3 and a bit years on and I'm reasonably fit. I'd certainly have died doing what I do now. 
I got in touch with an old riding mate (30yrs mate) who moved away and saw some of his vids and at the time I was watching the first 5 minutes of him racing and knowing I'd be needing a crash trolley in the first 5 mins... let alone the next 2 hours...just thinking about it raised my heart to dangerous levels.

Now I see my mates vids and it looks doable without dying... (not the same as actually doing it but I can imagine trying to keep up and he's racing and winning or podium places big races still)


----------



## mileslong (Aug 20, 2016)

Xd9biker said:


> So I got off the pot and ......SO I think the plan is just to try to ride a bit every day and build up a bit of wind and some legs again.


Good for you for getting off the pot! Being off the pot will making getting in shape easier!


----------



## Xd9biker (Dec 16, 2017)

Yep, I wanted a dropper as soon as I saw one! What a fantastic idea. I think of the pain it would have saved me years ago! 

I thought my legs would be better as I walk 12 hours a shift when i’m working.....LOL what a suprise there. It will come, and once it warms up and I can go a few miles without feeling like puking or hacking there are some cool trails in the area.


----------



## Wish I Were Riding (Jan 30, 2004)

Enjoy! The anthem is a great bike.


----------



## Wish I Were Riding (Jan 30, 2004)

Xd9biker said:


> Yep, I wanted a dropper as soon as I saw one! What a fantastic idea. I think of the pain it would have saved me years ago!
> 
> I thought my legs would be better as I walk 12 hours a shift when i'm working.....LOL what a suprise there. It will come, and once it warms up and I can go a few miles without feeling like puking or hacking there are some cool trails in the area.


Learning when and how to best use the dropper will really help your riding. Use it all the time!

I bet your legs are plenty strong with that much walking. It's just your body isn't used to making little circles yet.


----------



## cluffy1966 (Dec 20, 2017)

Good on ya. Last year I had an angina attack scared the **** out of me, bought a hybrid lost 3 stone and just bought my 1st MTB. Can't stop smiling mate its like I was back on my railey grifter.


----------



## Xd9biker (Dec 16, 2017)

Thanks for all the support, appreciate it. Great community here!


----------



## OlMarin (Oct 22, 2016)

mileslong said:


> Good for you for getting off the pot! Being off the pot will making getting in shape easier!

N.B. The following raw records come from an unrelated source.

PR #1065, opened 2024-08-19
Add horizontal resolution change

### LINKED ISSUE #1064: Populate the State and Increment resolution change stubs using the oops GlobalInterpolator
## Description

In SOCA, the State and Increment constructors that do a resolution change are stubs with no implementation:
- https://github.com/JCSDA-internal/soca/blob/f71c8466375e4045087ff11119004852bc61f3c4/src/soca/State/soca_state_mod.F90#L131
- https://github.com/JCSDA-internal/soca/blob/f71c8466375e4045087ff11119004852bc61f3c4/src/soca/Increment/soca_increment_mod.F90#L192

It should now be possible to fill in this code using the `oops::GlobalInterpolator`, as was done for fv3-jedi and mpas-jedi.

## Solution

From `State.cc` and `Increment.cc`, set up and use the `oops::GlobalInterpolator` to change the resolution of the State/Increment. Follow the example from fv3-jedi and mpas-jedi:
- https://github.com/JCSDA-internal/fv3-jedi/pull/1243
- https://github.com/JCSDA-internal/mpas-jedi/pull/1002

## Alternatives

Write SOCA-specific interpolator (and add many more lines of code to SOCA 😬 )

travissluka:
## Description
- closes https://github.com/JCSDA-internal/soca/issues/1064

Implement horizontal resolution change using the generic oops code.
- added an `==` operator for `Geometry` that uses `util::getGridUid()`. Note to @fmahebert , your assumption that uid not being a global operator should be okay will likely be broken soon! (I plan testing, soonish, with a resolution change that has the same number of grid points but only distorts the equator, meaning some PEs will have identical lat/lon. We'll deal with that later though.)
- Uses the `oops::GobalInterpolator` within the resolution change for `Increment` and `State` to handle horizontal resolution change (I still need to implement a solution to vertical resolution changes)
- as a small cleanup, the `Increment::diff()` and `State::operator+=()`, now check to see if the geometry is different before creating a new (interpolated) state/increment object. Previously new state/increment were made no matter what, this eliminates the needless copy of several state/increments (kudos to copilot for suggesting the clever use of a shared pointer using a NO-OP delete function to make the code nice and clean!). E.g. the 3dvar now, when resolution change is not needed:

develop
```
48: OOPS_STATS ----------------------------------------------------------------------------------
48: OOPS_STATS --------------------------- Object counts ----------------------------------------
48: OOPS_STATS ----------------------------------------------------------------------------------
48: OOPS_STATS                                      Total  Simult. Remain    Avg (Mb)    HWM (Mb)
48: OOPS_STATS soca::State                     :       23       7
```

this PR
```
48: OOPS_STATS ----------------------------------------------------------------------------------
48: OOPS_STATS --------------------------- Object counts ----------------------------------------
48: OOPS_STATS ----------------------------------------------------------------------------------
48: OOPS_STATS                                      Total  Simult. Remain    Avg (Mb)    HWM (Mb)
48: OOPS_STATS soca::State                     :       17       6
```

- The low-res geometry landmask was changed, Using the `GlobalInterpolator` revealed the fact that our low-res ctest grid had ocean points that did not map to any ocean points in the high-res grid. This resulted in missing values after the interpolation.
- An extra check is added to `State::operator+=` to handle missing values in the increment when converting back to high res. With this, our working assumption now is that converting from high res to low res should not result in missing values in the interpolated state/increment. However, It's okay if interpolating from low-res to high-res results in missing values, it just means that there is no increment added to the state at those locations.
- Added various `_lowres` tests for 
	- creating diffusion parameters (`parameters_diffusion_lowres`)
	- dirac test with those diffusion parameters (`dirac_diffusion_lowres`)
	- `3dvar_lowres`, which uses high res grid, but low res for the inner loops
	- turned back on the convert state test (`convertstate`)

> [!WARNING]
> There is one thing not working: Our SOCA specific saber outer blocks do not work because they rely on the background, which is provided at high resolution to the saber block constructor, and I don't think I have what I need to convert the background to the low res within that constructor.

## Testing

The 3dvar using a low-res resolution change for the inner iterations seems reasonable. 

- [x] I will do a test with real-world 1/4 and 1/2 deg grid to make sure everything is working, and post plots before merging this PR


travissluka:
testing with a realistic case, looking at surface T increment, they look nearly identical (small differences in the extratropics where the length scales are very small). But, a much nicer runtime, mainly because the diffusion operator doesn't have to work so hard in the tropics

**3dvar with no resolution change (1/4 deg grid)**
image
```
OOPS_STATS Run end     - Runtime:    765.62 sec,  Memory: total:   109.26 Gb, per task: min =     4.46 Gb, max =     6.06 Gb
```

**3dvar with resolution change to 1/2 deg grid**
image
```
OOPS_STATS Run end    - Runtime:    186.46 sec,  Memory: total:    78.66 Gb, per task: min =     3.03 Gb, max =     3.58 Gb
```

travissluka:
Question for @shlyaeva and maybe @fmahebert: first, the generic interpolator seems to be working just fine for soca, yay. However, I have a problem with the soca-specific saber outer block which relies on the background https://github.com/JCSDA-internal/soca/blob/a80e20f28441c725b23c30b24aa3beffc917b744/src/soca/SaberBlocks/BkgErrFilt/BkgErrFilt.cc#L23 used by the 3dvar test with a resolution change here https://github.com/JCSDA-internal/soca/blob/a80e20f28441c725b23c30b24aa3beffc917b744/test/testinput/3dvar_lowres.yml

  the background is passed into the constructor of the saber outer block at the high resolution, and the geometry data passed into the constructor is for the low resolution grid, I don't think I have the high resolution grid available to interpolate the background. Am I missing something or not doing something right? I was poking through saber code and saw that the background does get interpolated to the dual res geometry, but that is only for ensemble covariance (right?)  The `BkgErrFilt`  block here doesn't really matter, it's going to get deleted eventually, but I do have a parametric ocean stddev block and ocean balance operator block I was implementing that relies on the values in the background.

shlyaeva:
Aha, I think you're hitting an issue of https://github.com/JCSDA-internal/oops/issues/2274: background passed to error covariances is at high res.
I guess we never hit this issue with SABER before because no one has yet run anything with SABER covariance using dual resolution where a SABER block would use the background and no interpolation blocks were explicitly used before that block. There's code in SABER that changes resolution of the background when interpolation block is used (https://github.com/JCSDA-internal/saber/blob/7b53adda2c318e0d5ca37f256d4e4f2a15f20162/src/saber/blocks/SaberOuterBlockChain.cc#L198-L203) using a following trick: if geometry is changing after going through the block, then the block's `leftInverseMultiply` can be used to change geometry for the background.
I think we need a call to interpolate the background for the case of different inner/outer loop geometries too. Let me know if you'd like me to look into a fix or if you can take it on.
Tagging @ncrossette for awareness.

travissluka:
> Aha, I think you're hitting an issue of [JCSDA-internal/oops#2274](https://github.com/JCSDA-internal/oops/issues/2274): background passed to error covariances is at high res. I guess we never hit this issue with SABER before because no one has yet run anything with SABER covariance using dual resolution where a SABER block would use the background and no interpolation blocks were explicitly used before that block. There's code in SABER that changes resolution of the background when interpolation block is used (https://github.com/JCSDA-internal/saber/blob/7b53adda2c318e0d5ca37f256d4e4f2a15f20162/src/saber/blocks/SaberOuterBlockChain.cc#L198-L203) using a following trick: if geometry is changing after going through the block, then the block's `leftInverseMultiply` can be used to change geometry for the background. I think we need a call to interpolate the background for the case of different inner/outer loop geometries too. Let me know if you'd like me to look into a fix or if you can take it on. Tagging @ncrossette for awareness.

@shlyaeva @ncrossette I'm not very comfortable with that part of the saber code, so if either of you had time to look into it that would be great. No rush though.

shlyaeva:
@travissluka can do!

kbhargava:
Tested this on orion and so far everything builds and tests fine. Can test again when we have soca specific SABER outer blcoks working again.

travissluka:
> Tested this on orion and so far everything builds and tests fine. Can test again when we have soca specific SABER outer blcoks working again.

@kbhargava The only saber bock we have right now is the `BkgErrFilt`, I don't don't really think we need to keep it around. Everything should still work fine with that one disabled

kbhargava (approved):

test/testinput/3dvar_lowres.yml
```diff
@@ -8,9 +8,9 @@ _: &land_mask
 cost function:
   cost type: 3D-Var
   time window:
-    begin: &date_begin 2018-04-14T00:00:00Z
+    begin: 2018-04-14T00:00:00Z
     length: P2D
-  analysis variables: &a_vars [socn, tocn, ssh]
+  analysis variables: &soca_vars [cicen, hicen, hsnon, socn, tocn, ssh, hocn, sw, lhf, shf, lw, us, mld, layer_depth]
```
guillaumevernieres, line 13: hocn, mld and layer_depth are not analysis variables. They should be in `state variables` below but not here.

guillaumevernieres (approved):
Looks good. Thanks for doing this @travissluka . Minor comment about state vs analysis variables that probably should be addressed in the future.

test/testinput/3dvar_lowres.yml
travissluka: yeah, i was just copying what was in the existing 3dvar, not sure why its there. I'll add this to the list of things to do whenever I do another round of general ctest cleanup.

fmahebert:
Thanks for filling this in @travissluka.

> added an == operator for Geometry that uses util::getGridUid(). Note to @fmahebert , your assumption that uid not being a global operator should be okay will likely be broken soon! (I plan testing, soonish, with a resolution change that has the same number of grid points but only distorts the equator, meaning some PEs will have identical lat/lon. We'll deal with that later though.)

We spoke about this in-person, but for posterity: GridUid is really intended to compare grids (which in atlas are global with no MPI-partition awareness), so we'll want a more robust comparison system for JEDI geometries which depend on the grid and other things too. This is on my radar.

Is he in one of those states where it's legal?


----------



## Xd9biker (Dec 16, 2017)

Actually in ontario Canada so not yet thought the feds here say it will be this summer. 
Day two riding up and down a small hill the round the gravel paths. Not hacking up crap this time but am realizing how much muscle mass is gone from my quads. Just more work.
The anthem is cool, it turns when i think. Disk brakes are sweet too. And apparently get better as they bed in.


----------



## Steve-XtC (Feb 7, 2016)

Xd9biker said:


> Yep, I wanted a dropper as soon as I saw one! What a fantastic idea. I think of the pain it would have saved me years ago!
> 
> I thought my legs would be better as I walk 12 hours a shift when i'm working.....LOL what a suprise there. It will come, and once it warms up and I can go a few miles without feeling like puking or hacking there are some cool trails in the area.


I ride a lot now but I had the opposite I had to run (or a version of it) not very far or fast up a hill. 
I was half dead at the top ... My quads were really sore for a week.

Just some money saving tips .... (sadly most about cleaning which isn't the most exciting thing)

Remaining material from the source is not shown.